Coffeehouse Thread

11 posts

Forum Read Only

This forum has been made read only by the site admins. No new threads or comments can be added.

Proposal for Windows 8 - Application Scopes

Back to Forum: Coffeehouse
  • User profile image
    W3bbo

    Users of IIS will no-doubt be familar with the concept of an application scope: which is basically a subtree of the filesystem where any page, script, or executable contained within counts as being part of that "application".

     

    I think the concept can be applied to desktop programs too, where each application's directory under Program Files would be marked as its own application scope, and all executables contained within can run under its own security principal which gives users more control, remedies problems associated with UAC, and more stuff besides. For instance users might prohibt all programs from editing their files, in case of things like ransomware, or reading files in certain directories (like banking details).

     

    The idea being than an application is freely able to alter the filesystem in its own directory, which means an end to the misuse of the ProgramData directory on Vista/Win7 as a "UAC-free" version of Program Files (which defeats the point of UAC to avoid program file modification in the first place).

     

    This idea could be combined with an overhauled package management system which makes things easier for program installation, management, security, and uninstallation. Kind of like Apple's .app system, but on steroids.

     

    Discuss.

  • User profile image
    Cannot​Resolve​Symbol

    Sounds a lot like the iPhone sandbox.

  • User profile image
    Cream​Filling512

    Yeah I think Windows could benefit from a stronger application model.  All the technologies are pretty much there I think, it's just not really tied together in a monolithic way.

  • User profile image
    spivonious

    Sounds like a great idea to me. I'd also include the AppData folder in the sandbox.

  • User profile image
    littleguru

    Would apps opt into this? I can see a lot of existing applications break because of this enforcement... Not that I say it's not an interesting idea... I guess there could be a lot done to make application behave nicer. But there are a lot of open questions like, e.g. how would you handle multiple users? Do you have the C:\users folders spread out over all the application directories? What about saving files... are you allowed to save files to C:\users\signed in user?

  • User profile image
    elmer

    Sounds a bit like Sandboxie - www.sandboxie.com

  • User profile image
    Cyonix

    This sounds like a great idea. Although i agree with littelguru that backwards compatibility would present an interesting challenge.

     

    Perhaps old applications could keep the "Program Files" directory and a new directory called "Applications" could be created in the root folder.

     

    Or you could even have an "Applications" directory in both the root folder and the users folder. Then if an application like Google Chrome wants to only install for the user, it could do so without stuffing its self under AppData.

  • User profile image
    AndyC

    I'm not sure why you think using ProgramData to store system-wide shared state for an app is abusing it, that's what it is there for. And since it's not flagged as a "trusted location" you aren't circumventing UAC either.

  • User profile image
    littleguru

    My problem is that if you make something like this opt in nobody will actually opt in. Or a small minority. If you enforce it tons of apps break and that version of Windows is going to be even less well received than Vista... 

  • User profile image
    W3bbo

    AndyC said:

    I'm not sure why you think using ProgramData to store system-wide shared state for an app is abusing it, that's what it is there for. And since it's not flagged as a "trusted location" you aren't circumventing UAC either.

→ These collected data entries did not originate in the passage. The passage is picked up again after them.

PR #15, opened 2019-01-15
use container port

deads2k:
always use the first container port.  People just have to work out their ordering.

/assign @juanvallejo

### DIFF
--- a/pkg/cmd/inspect.go
+++ b/pkg/cmd/inspect.go
@@ -71,6 +71,7 @@ func NewInspectOptions(streams genericclioptions.IOStreams) *InspectOptions {
 	return &InspectOptions{
 		printFlags:  genericclioptions.NewPrintFlags("gathered").WithDefaultOutput("yaml").WithTypeSetter(scheme.Scheme),
 		configFlags: genericclioptions.NewConfigFlags(),
+		overwrite:   true,
 		IOStreams:   streams,
 	}
 }
@@ -99,7 +100,6 @@ func NewCmdInspect(parentName string, streams genericclioptions.IOStreams) *cobr
 	}
 
 	cmd.Flags().StringVar(&o.baseDir, "base-dir", "must-gather", "Root directory used for storing all gathered cluster operator data. Defaults to $(PWD)/must-gather")
-	cmd.Flags().BoolVar(&o.overwrite, "overwrite", false, "If true, allow this command to write to an existing location with previous data present")
 
 	o.printFlags.AddFlags(cmd)
 	return cmd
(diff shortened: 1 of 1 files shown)


pkg/cmd/inspect.go
```diff
@@ -99,7 +100,6 @@ func NewCmdInspect(parentName string, streams genericclioptions.IOStreams) *cobr
 	}
 
 	cmd.Flags().StringVar(&o.baseDir, "base-dir", "must-gather", "Root directory used for storing all gathered cluster operator data. Defaults to $(PWD)/must-gather")
-	cmd.Flags().BoolVar(&o.overwrite, "overwrite", false, "If true, allow this command to write to an existing location with previous data present")
```
juanvallejo: do we not want this option to prevent accidental mutation of existing data?

pkg/cmd/inspect.go
```diff
@@ -599,7 +573,28 @@ func (o *InspectOptions) gatherPodData(destDir, namespace string, pod *corev1.Po
...
+	if len(container.Ports) == 0 {
+		log.Printf("        Skipping container endpoint collection for pod %q container %q: No ports\n", pod.Name, container.Name)
+		return nil
+	}
+	port := &util.RemoteContainerPort{
+		Protocol: "https",
+		Port:     container.Ports[0].ContainerPort,
+	}
+
+	if err := o.gatherContainerEndpoints(path.Join(destDir, "/"+container.Name), pod, &container, port); err != nil {
```
juanvallejo: Something I noticed that worries me slightly is that a number of containers may have `dns` port, for example, as their first port (with metrics last). Meaning as it currently stands, we'll always miss collecting metrics for those.

pkg/cmd/inspect.go
```diff
@@ -599,7 +573,28 @@ func (o *InspectOptions) gatherPodData(destDir, namespace string, pod *corev1.Po
 	return nil
 }
 
-func (o *InspectOptions) gatherContainerData(destDir string, pod *corev1.Pod, container *corev1.Container, metricsPort *util.RemoteContainerPort) error {
+func (o *InspectOptions) gatherContainerInfo(destDir string, pod *corev1.Pod, container corev1.Container) error {
+	if err := o.gatherContainerAllLogs(path.Join(destDir, "/"+container.Name), pod, &container); err != nil {
+		return err
+	}
+
+	if len(container.Ports) == 0 {
```
juanvallejo: Also, a few operator pods, for example, don't have anything under `container.Ports` as it currently stands

juanvallejo: An immediate example I can think of is the `openshift-kube-apiserver-operator` pod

    AndyC: I read documents from Microsoft that suggested for MMOs and other games that require constant patching that they just put all their files in ProgramData so they don't require UAC elevation to self-patch. This includes the executable program code, not just game assets.

     

    Except if that's the case, why not just install all programs to ProgramData to avoid all UAC prompts?

     

    But if you do that, you lose the benefit of protection from malware-modified program files.

  • User profile image
    W3bbo

    littleguru said:

    My problem is that if you make something like this opt in nobody will actually opt in. Or a small minority. If you enforce it tons of apps break and that version of Windows is going to be even less well received than Vista... 

    You could use heuristics to enforce this right now: assume that each directory under %programfiles% containing an executable is an application scope, and monitor filesystem changes made by installers. The monitoring that Application Mode Terminal Services already does is considerably more complicated.

Conversation locked

This conversation has been locked by the site admins. No new comments can be made.